Frontend UI looks like this: Home.razor


@page "/"
@using PiiDetectionDemo.Util

@inject IPiiRemovalTextAnalyticsClientService _piiRemovalTextAnalyticsClientService;

<h3>Azure HealthCare Text Analysis - Pii detection feature - Azure Cognitive Services</h3>

<em>Pii = Person identifiable information</em>

<EditForm Model="@Model" OnValidSubmit="@Submit">
    <DataAnnotationsValidator />
    <ValidationSummary />

    <div class="form-group row">
        <label><strong>Text input</strong></label>
        <InputTextArea @oninput="removeWhitespace" class="overflow-scroll" style="max-height:500px;max-width:900px;font-size: 10pt;font-family:Verdana, Geneva, Tahoma, sans-serif" @bind-Value="@Model.InputText" rows="5" />
    </div>

    <div class="form-group row">
        <div class="col">
            <br />
            <button class="btn btn-outline-primary" type="submit">Run</button>
        </div>
        <div class="col">
        </div>
        <div class="col">
        </div>
    </div>

    <br />

    @if (isProcessing)
    {

        <div class="progress" style="max-width: 90%">
            <div class="progress-bar progress-bar-striped progress-bar-animated"
                 style="width: 100%; background-color: green">
                Retrieving result from Azure Text Analysis Pii detection feature.
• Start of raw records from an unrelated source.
PR #1086, opened 2026-05-25
Talent fixes

danielrab:
For now, this PR includes
- a fix for Repercussive Block (removing the hook that duplicated the disarm tag, and adding prerequisites checking).
- a small fix to the `canUse` hook of Body Block, making it correctly reject usage when the last action has no events, such as a move action.

Notes:
- Repercussive Block and Body Block have nearly identical `canUse` hooks and nearly identical error messages in those hooks. Perhaps the checks they perform can be standardized into a function that checks that the last action is unconfirmed and has specific tags and outcome, such as a blocked melee attack.

### DIFF
--- a/lang/en.json
+++ b/lang/en.json
@@ -416,6 +416,11 @@
           "AttackMissed": "You may only Interpose against an attack that hit or glanced your ally.",
           "RequiresStrike": "Interpose requires the most recent action to be a weapon Strike.",
           "SingleTarget": "Interpose can only be used against a single-target Strike."
+        },
+        "REPERCUSSIVE_BLOCK": {
+          "AlreadyConfirmed": "The attack against you has already been confirmed and can no longer be reacted to.",
+          "InvalidOutcome": "You may only use Repercussive Block after an attack against you is defended by Block.",
+          "MeleeOnly": "You may only use Repercussive Block against an incoming melee attack."
         }
       },
       "AuraNoToken": "You cannot use an Aura-target action without having a token on the scene!",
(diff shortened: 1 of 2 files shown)


lang/en.json
```diff
@@ -421,6 +416,11 @@
           "AttackMissed": "You may only Interpose against an attack that hit or glanced your ally.",
           "RequiresStrike": "Interpose requires the most recent action to be a weapon Strike.",
           "SingleTarget": "Interpose can only be used against a single-target Strike."
+        },
+        "REPERCUSSIVE_BLOCK": {
```
aaclayton, line 420: I want to get ahead of an anti-pattern here that I don't like before it goes further. I don't like the idea of adding localization keys that are specific to individual talents. 

We need to generalize these action usage warnings. Something like `AlreadyConfirmed` should be a generic warning message that we can use and reuse whenever it's not possible to use an action because it depends on some prior action to be UNCONFIRMED.

I don't want `BODY_BLOCK` and `REPERCUSSIVE_BLOCK` to both independently declare this almost identical warning. 

Something like `REPERCUSSIVE_BLOCKInvalidOutcome` can instead be a general `WARNINGS.ReactionRequiresBlock`

Something like `REPERCUSSIVE_BLOCK.MeleeOnly` can be `WARNINGS.ReactionRequiresMelee`

etc...

Let's reorganize these i18n keys - we could even change the ones for INTERPOSE/BODY_BLOCK while we are at it if you like.

aaclayton (changes requested):

lang/en.json
aaclayton: Follow-up to this. We should follow the approach of https://github.com/foundryvtt/crucible/pull/1105

aaclayton:
Closed via https://github.com/foundryvtt/crucible/pull/1155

Processing..
            </div>
        </div>
        <br />

    }

    <div class="form-group row">
        <label><strong>Analysis result</strong></label>

        @if (isSearchPerformed)
        {
            <br />
            <b>Execution time took: @Model.ExecutionTime ms (milliseconds)</b>

            <br />
            <br />

            <b>Redacted text (Pii removed)</b>
            <br />

            <div class="form-group row">
               <label><strong>Categorized Pii redacted text</strong></label>
               <div>
               @Model.HtmlRedactedTextMarkupString
               </div>
            </div>

            <br />
            <br />

            <table class="table table-striped table-dark table-hover">
                <thead>
                <th>Pii text</th>
                <th>Category</th>
                <th>SubCategory</th>
                <th>Offset</th>
                <th>Length</th>
                <th>ConfidenceScore</th>
                </thead>
                <tbody>
                    @if (Model.AnalysisResult != null) {
                        @foreach (var entity in Model.AnalysisResult)
                        {
                            <tr>
                                <td>@entity.Text</td>
                                <td>@entity.Category.ToString()</td>
                                <td>@entity.SubCategory</td>
                                <td>@entity.Offset</td>
                                <td>@entity.Length</td>
                                <td>@entity.ConfidenceScore</td>                                        
                            </tr>
                        }
                    }
                </tbody>
            </table>

        }
    </div>

</EditForm>



The Demo uses Bootstrap 5 to build up a HTML table styled and showing the Azure.AI.TextAnalytics.PiiEntity properties.